Exercise aim
Whenever a line of the records below contains the word "article", copy that line.

Provided records
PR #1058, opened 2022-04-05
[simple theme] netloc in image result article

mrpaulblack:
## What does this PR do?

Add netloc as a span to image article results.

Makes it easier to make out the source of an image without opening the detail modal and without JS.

Your response
[simple theme] netloc in image result article
Add netloc as a span to image article results.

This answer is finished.